── Material for this task

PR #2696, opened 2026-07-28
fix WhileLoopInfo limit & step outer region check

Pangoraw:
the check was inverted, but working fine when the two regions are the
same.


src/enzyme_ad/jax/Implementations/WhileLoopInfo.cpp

────
── Material for this task

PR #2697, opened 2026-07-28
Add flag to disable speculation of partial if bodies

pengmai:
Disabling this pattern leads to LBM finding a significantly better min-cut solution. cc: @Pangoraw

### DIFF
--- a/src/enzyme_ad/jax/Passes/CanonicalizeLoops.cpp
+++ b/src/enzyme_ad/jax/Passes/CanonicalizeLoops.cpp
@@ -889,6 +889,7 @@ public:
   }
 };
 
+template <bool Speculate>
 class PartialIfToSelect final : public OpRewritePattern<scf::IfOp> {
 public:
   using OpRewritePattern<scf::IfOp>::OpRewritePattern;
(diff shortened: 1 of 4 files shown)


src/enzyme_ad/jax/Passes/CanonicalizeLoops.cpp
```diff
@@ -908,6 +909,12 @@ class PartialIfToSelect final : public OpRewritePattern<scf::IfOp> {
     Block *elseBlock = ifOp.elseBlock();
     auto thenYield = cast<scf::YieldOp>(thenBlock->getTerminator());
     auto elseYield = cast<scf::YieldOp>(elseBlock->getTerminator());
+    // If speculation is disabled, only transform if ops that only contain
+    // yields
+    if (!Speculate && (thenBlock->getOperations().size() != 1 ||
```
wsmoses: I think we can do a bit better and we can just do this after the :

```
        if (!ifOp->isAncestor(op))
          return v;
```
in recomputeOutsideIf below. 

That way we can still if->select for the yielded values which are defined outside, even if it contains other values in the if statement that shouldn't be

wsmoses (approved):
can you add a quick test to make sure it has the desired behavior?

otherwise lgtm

────
── Material for this task

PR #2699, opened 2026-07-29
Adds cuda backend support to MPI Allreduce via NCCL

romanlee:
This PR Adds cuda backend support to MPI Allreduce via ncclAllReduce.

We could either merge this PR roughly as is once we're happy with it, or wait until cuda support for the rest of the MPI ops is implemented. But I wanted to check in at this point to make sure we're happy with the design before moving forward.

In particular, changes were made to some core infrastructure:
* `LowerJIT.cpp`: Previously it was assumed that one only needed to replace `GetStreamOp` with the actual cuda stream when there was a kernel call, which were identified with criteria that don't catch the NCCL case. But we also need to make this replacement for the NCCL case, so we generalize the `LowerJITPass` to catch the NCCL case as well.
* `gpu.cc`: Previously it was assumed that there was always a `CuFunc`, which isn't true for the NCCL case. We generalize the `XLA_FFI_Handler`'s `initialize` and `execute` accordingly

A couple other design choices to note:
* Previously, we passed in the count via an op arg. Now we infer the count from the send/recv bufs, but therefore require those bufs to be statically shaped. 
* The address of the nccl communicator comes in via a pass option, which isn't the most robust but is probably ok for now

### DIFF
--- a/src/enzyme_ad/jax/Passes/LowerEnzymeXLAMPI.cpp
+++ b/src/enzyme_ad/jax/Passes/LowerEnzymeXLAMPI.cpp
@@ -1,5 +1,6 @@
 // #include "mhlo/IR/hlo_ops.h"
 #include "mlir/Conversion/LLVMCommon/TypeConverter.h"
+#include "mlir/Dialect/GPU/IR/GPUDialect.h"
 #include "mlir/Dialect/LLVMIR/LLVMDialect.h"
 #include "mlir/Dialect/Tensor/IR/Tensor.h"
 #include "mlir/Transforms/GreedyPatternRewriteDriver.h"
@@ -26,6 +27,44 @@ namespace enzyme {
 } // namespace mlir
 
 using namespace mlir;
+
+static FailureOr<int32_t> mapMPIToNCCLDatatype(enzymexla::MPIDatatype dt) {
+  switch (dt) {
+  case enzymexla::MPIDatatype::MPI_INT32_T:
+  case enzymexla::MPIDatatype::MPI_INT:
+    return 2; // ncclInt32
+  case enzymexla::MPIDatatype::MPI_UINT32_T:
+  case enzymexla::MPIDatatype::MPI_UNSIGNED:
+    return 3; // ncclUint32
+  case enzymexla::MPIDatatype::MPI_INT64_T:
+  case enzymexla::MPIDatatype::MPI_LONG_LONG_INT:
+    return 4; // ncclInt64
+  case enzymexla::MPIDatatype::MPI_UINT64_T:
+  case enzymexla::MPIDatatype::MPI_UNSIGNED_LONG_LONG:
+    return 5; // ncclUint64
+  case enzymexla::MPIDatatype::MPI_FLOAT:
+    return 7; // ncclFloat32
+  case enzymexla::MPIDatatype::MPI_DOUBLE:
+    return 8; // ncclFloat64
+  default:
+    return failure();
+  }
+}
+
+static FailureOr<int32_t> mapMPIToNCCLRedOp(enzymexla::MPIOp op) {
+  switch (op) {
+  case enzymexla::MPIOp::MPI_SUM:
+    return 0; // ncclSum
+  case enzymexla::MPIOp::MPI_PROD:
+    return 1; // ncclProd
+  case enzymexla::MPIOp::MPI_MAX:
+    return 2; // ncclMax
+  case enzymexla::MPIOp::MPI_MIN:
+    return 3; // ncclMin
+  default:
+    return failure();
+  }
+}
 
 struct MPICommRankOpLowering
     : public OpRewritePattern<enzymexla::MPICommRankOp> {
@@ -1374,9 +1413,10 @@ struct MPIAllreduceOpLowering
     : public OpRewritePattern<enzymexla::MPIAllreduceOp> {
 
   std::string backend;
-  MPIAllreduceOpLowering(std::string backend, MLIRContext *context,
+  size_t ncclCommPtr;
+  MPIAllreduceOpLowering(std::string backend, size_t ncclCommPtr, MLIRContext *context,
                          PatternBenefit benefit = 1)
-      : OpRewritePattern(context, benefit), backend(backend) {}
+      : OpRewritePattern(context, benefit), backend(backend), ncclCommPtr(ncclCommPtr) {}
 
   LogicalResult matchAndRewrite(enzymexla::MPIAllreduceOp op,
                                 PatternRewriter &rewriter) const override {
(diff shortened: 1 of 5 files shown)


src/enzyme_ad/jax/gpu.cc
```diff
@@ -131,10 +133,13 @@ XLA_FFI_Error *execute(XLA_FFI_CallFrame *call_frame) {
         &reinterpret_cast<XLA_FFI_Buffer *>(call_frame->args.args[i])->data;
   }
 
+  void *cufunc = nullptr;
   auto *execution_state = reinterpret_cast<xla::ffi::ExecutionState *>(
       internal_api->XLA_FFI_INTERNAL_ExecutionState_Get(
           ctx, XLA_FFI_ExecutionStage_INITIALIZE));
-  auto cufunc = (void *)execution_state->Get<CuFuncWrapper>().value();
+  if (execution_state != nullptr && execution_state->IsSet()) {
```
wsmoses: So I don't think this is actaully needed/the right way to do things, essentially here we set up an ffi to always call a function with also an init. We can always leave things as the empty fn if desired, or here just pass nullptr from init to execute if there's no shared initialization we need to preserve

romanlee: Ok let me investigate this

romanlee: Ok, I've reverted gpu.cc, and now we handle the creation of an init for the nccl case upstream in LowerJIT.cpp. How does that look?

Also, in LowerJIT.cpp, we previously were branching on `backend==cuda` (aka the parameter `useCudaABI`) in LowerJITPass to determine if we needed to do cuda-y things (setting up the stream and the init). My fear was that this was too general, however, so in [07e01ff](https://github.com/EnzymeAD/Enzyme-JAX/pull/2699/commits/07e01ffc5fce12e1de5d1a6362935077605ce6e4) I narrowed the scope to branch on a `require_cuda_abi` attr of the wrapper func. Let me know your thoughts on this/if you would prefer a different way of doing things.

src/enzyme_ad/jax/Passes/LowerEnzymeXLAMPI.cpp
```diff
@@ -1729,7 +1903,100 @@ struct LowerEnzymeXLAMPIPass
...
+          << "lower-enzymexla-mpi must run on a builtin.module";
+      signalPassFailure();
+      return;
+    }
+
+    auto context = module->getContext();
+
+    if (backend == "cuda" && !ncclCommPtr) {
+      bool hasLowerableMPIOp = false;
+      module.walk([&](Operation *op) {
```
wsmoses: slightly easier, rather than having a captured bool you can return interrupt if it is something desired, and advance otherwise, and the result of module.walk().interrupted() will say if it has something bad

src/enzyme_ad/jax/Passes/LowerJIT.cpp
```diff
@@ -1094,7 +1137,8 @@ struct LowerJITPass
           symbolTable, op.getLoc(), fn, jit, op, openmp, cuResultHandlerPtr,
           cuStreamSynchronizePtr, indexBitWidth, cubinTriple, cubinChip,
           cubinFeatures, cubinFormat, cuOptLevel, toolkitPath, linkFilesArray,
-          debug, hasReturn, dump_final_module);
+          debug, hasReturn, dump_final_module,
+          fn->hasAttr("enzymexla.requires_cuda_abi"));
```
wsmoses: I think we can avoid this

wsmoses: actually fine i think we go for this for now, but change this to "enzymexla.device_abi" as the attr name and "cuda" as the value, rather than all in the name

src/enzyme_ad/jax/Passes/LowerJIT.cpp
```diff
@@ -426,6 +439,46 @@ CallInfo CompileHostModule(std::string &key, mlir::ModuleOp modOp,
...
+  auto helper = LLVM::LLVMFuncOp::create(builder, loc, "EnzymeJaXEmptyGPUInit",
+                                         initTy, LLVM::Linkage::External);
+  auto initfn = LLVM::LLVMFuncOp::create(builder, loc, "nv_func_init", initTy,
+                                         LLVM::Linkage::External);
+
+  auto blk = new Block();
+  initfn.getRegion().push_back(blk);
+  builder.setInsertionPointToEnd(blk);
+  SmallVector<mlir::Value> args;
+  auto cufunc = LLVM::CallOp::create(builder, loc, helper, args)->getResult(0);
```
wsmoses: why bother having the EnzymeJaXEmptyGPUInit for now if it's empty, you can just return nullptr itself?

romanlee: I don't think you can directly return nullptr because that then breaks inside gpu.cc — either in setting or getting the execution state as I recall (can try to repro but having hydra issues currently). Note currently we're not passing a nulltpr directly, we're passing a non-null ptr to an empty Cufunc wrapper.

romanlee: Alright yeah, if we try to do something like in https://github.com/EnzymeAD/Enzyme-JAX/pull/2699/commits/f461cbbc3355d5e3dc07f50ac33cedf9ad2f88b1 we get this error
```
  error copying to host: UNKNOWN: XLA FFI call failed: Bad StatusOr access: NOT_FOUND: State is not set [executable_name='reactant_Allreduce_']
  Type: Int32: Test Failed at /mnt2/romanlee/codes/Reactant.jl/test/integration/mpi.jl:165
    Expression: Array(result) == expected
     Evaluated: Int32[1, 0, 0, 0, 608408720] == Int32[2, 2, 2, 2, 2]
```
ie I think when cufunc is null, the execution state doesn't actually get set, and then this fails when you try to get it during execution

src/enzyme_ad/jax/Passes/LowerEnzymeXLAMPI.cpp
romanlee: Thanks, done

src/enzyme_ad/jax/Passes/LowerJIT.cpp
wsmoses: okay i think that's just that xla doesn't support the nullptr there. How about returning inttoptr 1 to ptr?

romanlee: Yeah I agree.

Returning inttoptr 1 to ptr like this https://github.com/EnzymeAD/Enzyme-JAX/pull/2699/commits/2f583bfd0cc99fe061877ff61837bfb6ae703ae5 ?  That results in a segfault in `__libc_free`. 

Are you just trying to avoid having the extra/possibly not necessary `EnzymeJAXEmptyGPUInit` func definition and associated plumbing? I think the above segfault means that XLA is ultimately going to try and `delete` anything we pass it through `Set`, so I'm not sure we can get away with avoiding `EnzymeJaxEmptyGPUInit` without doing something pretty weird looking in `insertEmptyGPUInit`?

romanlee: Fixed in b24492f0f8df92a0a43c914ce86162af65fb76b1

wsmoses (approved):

────

#### Assignment
Those lines of the records that contain the string "design" should be identified and copied.

#### Result of the exercise
We could either merge this PR roughly as is once we're happy with it, or wait until cuda support for the rest of the MPI ops is implemented. But I wanted to check in at this point to make sure we're happy with the design before moving forward.
A couple other design choices to note:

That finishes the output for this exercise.